Ugh auto correct, I meant weanling!!


----------



## Kawonu

Adorable and beautiful. He looks healthy.


----------



## FeatheredFeet

Adorable boy. He'll be very pretty once he sheds out. Make sure you get a really good profile pic of him at three months on the dot. That should give you a good indication of how he will look at maturity. It does seem to work, most of the time. The rule is, three weeks, three months, three years. 

I think he's looking very respectable for his age. Excellent feathering for his age too. If I were to be really picky, I'd maybe like to see a little sweeter head on him, but as it stands, it is not too big for his body and perfectly acceptable for his breed. What is his breeding?

Lizzie

Note. It is confOrmation and not confIrmation.


----------



## Schulzs89

Yes lol, well I got that right in the title.  I saw that typo after I posted too though. 

Thank you, I will be sure to take pics at three months. 

He is out of mhr Tamira, whose grandsire is Sligo. His sire is Waycross York. 

His breeder's website is Search Results for "waycrossfarms.com" 

Thank you for your thoughts!


----------



## FeatheredFeet

Ah ha! I know the background of your boy, very well. Bring him along slowly. I have a feeling he's probably going to be a bigger (taller) boy.

His sire's sire, Bruno. Was a taller Gypsy. There are a few of his offspring over here. He was owned I believe, by Sid Harker in the UK. Can't get much better than Sid's breeding. I tend to think his sire's dam, was probably from Sid's "Rose" line. All superior horses. 

Your boy's dam's sire was Sligo. He was very well known in Germany. Did extremely well in dressage there and produced some very well known offspring. In the US, he was owned by my friend Deb Gakstatter. She sold him and he died at the new owner's place. Sadly, they never would admit how or why he suddenly died! Sligo was also a bigger boy and very athletic. Many of his offspring across the world, are well known and horses of distinction. 

Lizzie


----------



## Schulzs89

That is awesome that you know so much about his family background! I feel very blessed to have him, his breeder was probably going to keep him herself but fell in love with a drum colt days before his birth, and I found her farm only a few days before his birth. Very great timing! 

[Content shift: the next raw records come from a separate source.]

PR #25, opened 2019-02-25
Move re-usable scripts to shared-ci

paulbalaji:
#### Description
- add `build-worker.sh` to replace individual project `build.sh` scripts
- add post-command hook
- add conditions for setting `RUN_UNITY_PATH`
- delete `upload-assemblies.sh` and made it a function in `pinned-tools.sh`

#### Tests
used this branch to run GDK/FPS pipelines

#### Documentation
n/a

#### Primary reviewers
If your change will take a long time to review, you can name at most two primary reviewers who are ultimately responsible for reviewing this request. @ mention them.


.buildkite/hooks/pre-exit
```diff
@@ -0,0 +1,8 @@
+#!/usr/bin/env bash
+set -euo pipefail
+[[ -n "${DEBUG:-}" ]] && set -x
+
+# The premerge step runs on linux agents!
+if [[ ${BUILDKITE_AGENT_META_DATA_OS} == "windows" ]]; then
```
jessicafalk: the comment says it runs on linux agents, but here we are checking for windows?

scripts/build-worker.sh
```diff
@@ -0,0 +1,50 @@
+#!/usr/bin/env bash
+
+# This is a generic build script for the GDK for Unity.
+# The expected usage is as follows:
+#   bash build.sh <unity_project_dir> <worker_type> <build_target> <log_file (optional)>
```
jessicafalk: that comment seems slightly outdated ;)

scripts/build-worker.sh
```diff
@@ -0,0 +1,50 @@
...
+#   if [ -z ${UNITY_ASSET_CACHE_IP} ]; then
+#       ASSET_CACHE_ARG="-CacheServerIPAddress ${UNITY_ASSET_CACHE_IP}"
+#   else
+#       ASSET_CACHE_ARG=""
+#   fi
+
+ASSET_CACHE_ARG=${UNITY_ASSET_CACHE_IP:+-CacheServerIPAddress "${UNITY_ASSET_CACHE_IP}"}
+
+pushd "$(dirname "$0")/../"
+    source "scripts/pinned-tools.sh"
```
jessicafalk: I personally prefer to have all the `source` commands at the top to have some kind of structure in the scripts (I know you probably didn't make that change ;) )

scripts/pinned-tools.sh
```diff
@@ -111,6 +111,21 @@ function setAssemblyName() {
   ASSEMBLY_NAME="${1}_${GIT_HASH}"
 }
 
+# Uploads an assembly, given a $PREFIX and $PROJECT_NAME
+function uploadAssembly() {
+  if [ "$#" -ne 2 ]; then
+    echo "'uploadAssembly' expects two arguments."
+    echo "Example usage: 'uploadAssembly \$PREFIX \$PROJECT_NAME'"
```
jessicafalk: what does `\$PREFIX ` print? exactly that? (I honestly don't know)
though I think so far we have been using `<prefix>` to indicate which arguments are needed for a  command.

rename it to `<assembly prefix>` to make it clear what the prefix is for

scripts/build.sh
```diff
@@ -1,50 +1,28 @@
...
-popd
+  if [[ ${WORKER_TYPE} == "AndroidClient" ]]; then
+      scripts/prepare-unity-mobile.sh "$(pwd)/../logs/PrepareUnityMobile.log"
+  fi
 
-markStartOfBlock "Building ${WORKER_TYPE} for ${BUILD_TARGET} and ${SCRIPTING_BACKEND}"
+  if [[ ${WORKER_TYPE} == "iOSClient" ]]; then
+      if ! isMacOS; then
+          echo "I can't build for iOS!"
+          exit 0
```
jessicafalk: do we expect this to be run on non-macos machines?

scripts/build-worker.sh
```diff
@@ -0,0 +1,50 @@
...
+    source "scripts/profiling.sh"
+
+    RUN_UNITY_PATH="$(pwd)/tools/RunUnity/RunUnity.csproj"
+popd
+
+markStartOfBlock "Building ${WORKER_TYPE} for ${BUILD_TARGET} and ${SCRIPTING_BACKEND}"
```
jessicafalk: are we still using them in buildkite?

.buildkite/hooks/pre-exit
paulbalaji: Just copying across @jamiebrynes7 's PR: https://github.com/spatialos/gdk-for-unity/pull/744

jamiebrynes7: We only want to run the purge script on Windows - surprisingly the `premerge` step runs on a Linux box (the step which uploads the rest of the steps)

scripts/build.sh
jamiebrynes7: Yes - this is just a guard against misconfiguration, in which case this may want to exit 1? 

I've left the build iOS on the steps list and this early outs - once we have Mac Buildkite we can target that step at the Mac agent

jessicafalk: yeah, I think we should exit 1 here to make it clear that something got misconfigured

.buildkite/hooks/pre-exit
jessicafalk: maybe add a comment that we want to run the purge script on windows to make it a bit less confusing

.buildkite/hooks/post-command
```diff
@@ -0,0 +1,8 @@
+#!/usr/bin/env bash
```
jamiebrynes7, line 1: Why is this file here now?

scripts/build.sh
```diff
@@ -1,50 +1,28 @@
 #!/usr/bin/env bash
```
jamiebrynes7: This change will affect TeamCity as the `build-test` script uses this

scripts/pinned-tools.sh
```diff
@@ -104,13 +104,28 @@ function setAssemblyName() {
...
   fi
 
   ASSEMBLY_NAME="${1}_${GIT_HASH}"
 }
 
+# Uploads an assembly, given an assembly prefix and a project name
+function uploadAssembly() {
+  if [ "$#" -ne 2 ]; then
+    echo "'uploadAssembly' expects two arguments."
+    echo "Example usage: 'uploadAssembly <assembly prefix> <project name>'"
```
jamiebrynes7, line 118: Do we need to support the project name argument?

scripts/purge.ps1
```diff
@@ -0,0 +1,33 @@
+# This script is used to kill all dangling procceses at the end of a Buildkite build.
```
jamiebrynes7, line 1: This script is duplicated here and in `ci/purge.ps1`

jamiebrynes7 (changes requested):

.buildkite/hooks/post-command
jamiebrynes7: Disregard this

scripts/purge.ps1
```diff
@@ -4,9 +4,7 @@
 # to find all processes of a particular name which have file locks on our build (project) directory.
 # We can then attempt to kill each of these processes if any exist.
 
-$ScriptLocation = $MyInvocation.MyCommand.Path
-$ScriptDir = Split-Path $ScriptLocation
-cd "$ScriptDir/../.."
+cd $projectRoot
```
jamiebrynes7, line 10: Small nit - can we add usage to the comment above since it takes an argument now :)

scripts/pinned-tools.sh
paulbalaji: yes, this is to defend against the case where the `spatialos.json` refers to a different project than the deployment launcher defaults. controlling the project end-to-end gives us guarantee that if this step succeeds that the assembly has been uploaded to the project we will deploy in down the line.

scripts/purge.ps1
paulbalaji: good shout 👍

scripts/build.sh
paulbalaji: yes, essentially adding an extra layer in the build script sandwich for TC

jamiebrynes7: TC currently calls `build.sh` which has changed drastically and does different things.

I'd prefer to not need to modify TC builds while adding Buildkite functionality.

scripts/build.sh
```diff
@@ -24,12 +27,7 @@ LOG_FILE=${5:-} # Optional argument - will log to console otherwise
 
 ASSET_CACHE_ARG=${UNITY_ASSET_CACHE_IP:+-CacheServerIPAddress "${UNITY_ASSET_CACHE_IP}"}
 
-pushd "$(dirname "$0")/../"
-    source "scripts/pinned-tools.sh"
-    source "scripts/profiling.sh"
-
-    RUN_UNITY_PATH="$(pwd)/tools/RunUnity/RunUnity.csproj"
-popd
+RUN_UNITY_PATH="$(pwd)/tools/RunUnity/RunUnity.csproj"
```
paulbalaji: this needs to be updated

scripts/build.sh
paulbalaji: updated so TC --> build-test --> build-worker, buildkite --> pipeline --> build-worker

scripts/build-worker.sh
```diff
@@ -0,0 +1,28 @@
...
+  if [[ ${WORKER_TYPE} == "iOSClient" ]]; then
+      if ! isMacOS; then
+          echo "I can't build for iOS!"
+          exit 1
+      fi
+  fi
+
+  LOG_LOCATION="$(pwd)/../logs/${WORKER_TYPE}-${BUILD_TARGET}-${SCRIPTING_TYPE}.log"
+
+  scripts/build.sh "$(pwd)/../workers/unity" ${WORKER_TYPE} ${BUILD_TARGET} ${SCRIPTING_TYPE} "${LOG_LOCATION}"
```
jamiebrynes7, line 26: So there is an assumption about where the Unity project is. This is fine for now as they are all in the same place - but we may need to make this generic in the future.

Fine for this PR though

jamiebrynes7 (approved):
I think this is good

jessicafalk (approved):

PR #27, opened 2019-03-15
Log workaround

jamiebrynes7:
Adds a workaround so we can access logs without pinging EV. If there is an error, we cat the log file if the env variable is defined. 

Will test locally before merging


scripts/build-worker.sh
```diff
@@ -5,6 +5,16 @@ if [[ -n "${DEBUG-}" ]]; then
   set -x
 fi
 
+# Workaround until the artifact proxying service is set up properly.
```
jared-improbable, line 8: Link to ticket? :)

scripts/build-worker.sh
```diff
@@ -5,6 +5,16 @@ if [[ -n "${DEBUG-}" ]]; then
...
+# At least this gives us terminal output
+function printLog() {
+    if [[ ${LOG_LOCATION-} ]]; then
+        cat "${LOG_LOCATION}"
```
jared-improbable: This may be over-thinking, but would it be better to send to `stderr`?

jared-improbable (approved):

scripts/build-worker.sh
jamiebrynes7: Probably for correctness yes

scripts/build-worker.sh
jamiebrynes7: Will have a dig around and see if I can uncover it 😉

PR #33, opened 2019-05-02
Remove cd $projectRoot

oblm:
`cd $projectRoot` does not work as projectRoot is not defined.

You can see this command failing in CI [here](https://buildkite.com/improbable/gdk-for-unity-premerge/builds/1197#2f10817b-3180-4ada-8373-b38369da5f3a/204-210).

Thankfully, the purge script works anyway, it is seemingly directory agnostic. As such, I'm removing this command in order to keep things clean.


jamiebrynes7 (commented):
This is actually directory specific and the `projectRoot` should be passed in as an argument. I'm unsure why that's _not_ happening - https://github.com/spatialos/gdk-for-unity/blob/master/.buildkite/hooks/post-command as that looks fine to me.

The correct way to handle this either:
- Ask the caller of this script to CD to the correct directory
OR
- Validate that the argument is passed properly

oblm:
I'm closing this PR in favour of: [UTY-2012](https://improbableio.atlassian.net/browse/UTY-2012), a task that asks us to ensure **$projectRoot** is passed correctly.

@jamiebrynes7  is correct, **$projectRoot** is required to limit the scope of the **Kill-Dangling-Processes** function. If it is not called, we risk killin processes being used by builds running simultaneously on the same agent.

PR #38, opened 2019-07-02
Release tool changes

jamiebrynes7:
Through discussion, we landed on using a GitHub `gdk-robot` account for the release tool, then means that for the prep, we can use a fork-based workflow and for the actual release, it does everything short of publishing the release (requires small amount of manual work). 

- Removed references to attended mode. Designed to run only in CI. Can be run from your own account provided you create an access token and fork the repos.
- See comments in the `PrepCommand` file for a full description of the flow.
- Similarly, see comments in the `ReleaseCommand` for a full description.
- Changes to the underlying `GithubClient` and `GitClient` to remove unnecessary complexity and functionality after the changes to the workflow.


tools/ReleaseTool/GitClient.cs
```diff
@@ -16,78 +16,56 @@ internal class GitClient : IDisposable
...
         private const string GitCommand = "git";
         private const string PushArgumentsTemplate = "push {0} HEAD:refs/heads/{1}";
-        private const string FetchArguments = "fetch";
-        private const string PushForceFlag = " -f";
-        private const string SquashMergeArgumentsTemplate = "merge --squash {0} -m \"{1}\"";
-
+        private const string FetchArguments = "fetch {0}";
+        private const string CloneArgumentsTemplate = "clone {0} {1}";
+        private const string AddRemoteArgumentsTemplate = "remote add {0} {1}";
+
```
paulbalaji: nit: empty whitespace

paulbalaji: also Rider tells me you don't need `using CommandLine;` on line 4

tools/ReleaseTool/GitClient.cs
```diff
@@ -16,78 +16,56 @@ internal class GitClient : IDisposable
...
-        }
-
-        public void CheckoutRemoteBranch(string branch)
-        {
-            var branchRef = string.Format(RemoteBranchRefTemplate, branch, options.GitRemote);
+            var branchRef = string.Format(RemoteBranchRefTemplate, branch, remote ?? DefaultRemote);
             Logger.Info("Checking out branch... {0}", branchRef);
             Commands.Checkout(repo, branchRef);
         }
+
```
paulbalaji: nit: extra line

tools/ReleaseTool/PrepCommand.cs
```diff
@@ -31,36 +30,33 @@ internal class PrepCommand
         private const string ChangeLogFilename = "CHANGELOG.md";
         private const string ChangeLogReleaseHeadingTemplate = "## `{0}` - {1:yyyy-MM-dd}";
         private const string ChangeLogUpdateGdkTemplate = "- Upgraded to GDK for Unity version `{0}`";
+        private const string ReleaseBranchNameTemplate = "feature/release-{0}";
 
         private const string PullRequestTemplate = "Release {0} - Pre-Validation";
-
+
```
paulbalaji: spare whitespace

tools/ReleaseTool/ReleaseCommand.cs
```diff
@@ -52,136 +41,107 @@ public ReleaseCommand(Options options)
...
+            }
 
-        private bool ShouldUpdateGdkVersion()
-        {
-            return !string.IsNullOrEmpty(options.GdkVersion);
+            return release;
         }
-
-        private Release CreateRelease(GitHubClient gitHubClient, Octokit.Repository gitHubRepo, GitClient gitClient)
+
```
paulbalaji: spare whitespace

tools/ReleaseTool/PrepCommand.cs
jamiebrynes7: I'm saving it for the winter

paulbalaji (approved):

tools/ReleaseTool/Common.cs
```diff
@@ -40,5 +44,21 @@ public static string AppendDirectorySeparator(string originalPath)
 
             return originalPath + directorySeparator;
         }
+
+        public class WorkingDirectoryScope : IDisposable
```
jared-improbable: Cute - split it out into its own file?

tools/ReleaseTool/Common.cs
```diff
@@ -40,5 +44,21 @@ public static string AppendDirectorySeparator(string originalPath)
...
+        {
+            private readonly string oldWorkingDirectory;
+            
+            public WorkingDirectoryScope(string newWorkingDirectory)
+            {
+                oldWorkingDirectory = Environment.CurrentDirectory;
+                Environment.CurrentDirectory = newWorkingDirectory;
```
jared-improbable: The setter for `CurrentDirectory` can throw a number of exceptions - how are you handling this?

tools/ReleaseTool/GitHubClient.cs
```diff
@@ -110,5 +93,23 @@ public ReleaseAsset AddAssetToRelease(Release release, string fileName, string c
...
+        {
+            if (!string.IsNullOrEmpty(options.GitHubToken))
+            {
+                octoClient.Credentials = new Credentials(options.GitHubToken);
+            }
+            else
+            {
+                if (!File.Exists(options.GitHubTokenFile))
+                {
+                    throw new ArgumentException("Failed to get GitHub Token as the file specified does not exist.");
```
jared-improbable: Print the file here

tools/ReleaseTool/Common.cs
jamiebrynes7: Hmmm I'm happy for the exceptions to propagate out here in the constructor since it means you've given this garbage data (and I'd otherwise do the exact same checks that the setter is doing). I.e. - pass the handling to the caller 

However, there's also the chance that it throws in the `Dispose()` (which would be odd as it meant the path from the original directory is either: null or empty, an invalid path, perms err). This could be thrown if the user removes the original directory while inside the scope, but not sure what the graceful thing to do is though.

We really shouldn't throw exceptions in disposes though..

tools/ReleaseTool/Common.cs
jamiebrynes7: Sure - I was actually a little surprised there wasn't something like this in the standard library, as its just `pushd` and `popd`.

tools/ReleaseTool/Common.cs
jamiebrynes7: Discussed offline - in this case, it may be best to let the exceptions bubble up since if these options fail its a full on failure case

PR #39, opened 2019-07-02
Update scripts to separate BUILD_TARGET from BUILD_ENVIRONMENT

paulbalaji:
Necessary for https://github.com/spatialos/gdk-for-unity/pull/1012

- add ability to pass in build target filters for a given build environment
- automatically build all targets for an environment, if environment variable is not specified
- combined `build-worker.sh` and `build.sh`
- renamed `prepare-unity-mobile.sh` to `prepare-unity-android.sh`
	- since this script's only job was to set up android dependencies
- removed some team city specific things
	- no more `profiling.sh`
	- no more `prepare-unity.sh`
	- removed some `if buildkite` checks


scripts/build.sh
```diff
@@ -2,7 +2,7 @@
 
 # This is a generic build script for the GDK for Unity.
 # The expected usage is as follows:
-#   bash build.sh <unity_project_dir> <worker_type> <build_target> <scripting_backend> <log_file (optional)>
+#   bash build.sh <unity_project_dir> <worker_type> <build_environment> <build_target_filter> <scripting_backend> <log_file (optional)>
```
paulbalaji: need to figure out how optional arguments _actually_ work in bash

scripts/build-worker.sh
```diff
@@ -1,6 +1,16 @@
 #!/usr/bin/env bash
 set -e -u -o pipefail
 
+# This is a generic build script for the GDK for Unity.
+#
+# Expected environment variables:
+#   WORKER_TYPE
+#   BUILD_ENVIRONMENT
+#   SCRIPTING_TYPE
```
paulbalaji:
```suggestion
#   SCRIPTING_BACKEND
```

scripts/build-worker.sh
```diff
@@ -10,29 +20,82 @@ fi
...
     if [[ ${LOG_LOCATION-} ]]; then
-        cat "${LOG_LOCATION}" 1>&2 
+        cat "${LOG_LOCATION}" 1>&2
     fi
 }
 
 trap printLog ERR
 
 source "$(dirname "$0")/pinned-tools.sh"
+source "$(dirname "$0")/profiling.sh"
```
jamiebrynes7: What do we need from this?

jamiebrynes7: Actually the `markStartOfBlock`, etc things are TC only. We can kill all that too 😄

scripts/build-worker.sh
```diff
@@ -10,29 +20,82 @@ fi
...
 
-echo "Building for: ${WORKER_TYPE} ${BUILD_TARGET} ${SCRIPTING_TYPE}"
+echo "Building for: ${WORKER_TYPE} ${BUILD_ENVIRONMENT} ${SCRIPTING_BACKEND}"
 
 pushd "$(dirname "$0")/../"
-  if [ ${WORKER_TYPE} == "AndroidClient" ] || [ ${WORKER_TYPE} == "MobileClient" ]; then
-      scripts/prepare-unity-mobile.sh "$(pwd)/../logs/PrepareUnityMobile.log"
-  fi
+    if [ "${WORKER_TYPE}" == "AndroidClient" ] || [ "${WORKER_TYPE}" == "MobileClient" ]; then
```
jamiebrynes7: Hmm is the first part of the check required anymore? No old PRs will be running through this I don't think?

scripts/build-worker.sh
```diff
@@ -10,29 +20,84 @@ fi
...
+        if [[ ${BUILD_TARGET_FILTER-} != "ios" ]]; then
```
jamiebrynes7, line 35: What if I do `ios,android` 😛

scripts/build-worker.sh
```diff
@@ -10,29 +20,84 @@ fi
...
+            scripts/prepare-unity-android.sh "$(pwd)/../logs/PrepareUnityMobile.log"
+        fi
+    fi
+
+    if [[ ${WORKER_TYPE} == "iOSClient" ]]; then
+        if ! isMacOS; then
+            echo "I can't build for iOS!"
```
jamiebrynes7: `Oh noes`

scripts/build-worker.sh
```diff
@@ -10,29 +20,84 @@ fi
...
+    #       ASSET_CACHE_ARG="-CacheServerIPAddress ${UNITY_ASSET_CACHE_IP}"
+    #   else
+    #       ASSET_CACHE_ARG=""
+    #   fi
+    ASSET_CACHE_ARG=${UNITY_ASSET_CACHE_IP:+-CacheServerIPAddress "${UNITY_ASSET_CACHE_IP}"}
+
+    RUN_UNITY_PATH="$(pwd)/tools/RunUnity/RunUnity.csproj"
+
+    pushd "$(pwd)/../workers/unity"
+        rm -rf ./build/worker/
```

I plan to take it very slow with him. I'll just be showing him in halter and working on his ground manners.. And of course grroning him. I love to groom as much as I love to ride so I should certainly have a lot of fun with him. 

Also, that is very cool that your friend owned Sligo, did you get to meet him before he moved to his other owner? What a sad mystery about his death too. I know he is very missed in the gypsy world!

Thank you!


----------



## Schulzs89

**grooming


----------



## FeatheredFeet

I never met him in person. Just know a bit about him. I know Sligo was pretty famous in Germany. He was registered, licensed and proven in three German stud books. He was supposedly born in 1995 in Ireland. He is the sire of at least five licensed and proven sons, three gold medal foals, and two state premium mares.

I may still have many photos of him. I'll see if I can dig them out, in the days to come. Not sure if I have photos of Bruno. I might have.

Lizzie


----------



## BBBCrone

Okay I just have to comment!!

That hook marking around his eye is AWESOME!! Very unique


----------



## Schulzs89

I love it too! I used to think the other side of his face was prettier( for some reason lol) but now I believe both sides are equally beautiful!


----------



## ThirteenAcres

May I ask if you bought him from a breeder in Texas>

Since my chat with some of the Vanner owners here, I've considered looking into breeders.


----------



## Schulzs89

The first photo is of him a fews hours old, he is a tank!

The second was about three weeks old.


----------



## Kayella

Oh Tori, there's a Gypsy breeder in La Porte called Aunique Ranch. They have beautiful horses, and an amazing feed store. 

Aunique Ranch Gypsy Horses


----------



## Schulzs89

Yes, he is from a farm in Magnolia, TX Waycross Farm

WayCross Farm - Home

She has beautiful drum and gypsy horses. I know she will be expecting two gypsy foals and two drum foals next year.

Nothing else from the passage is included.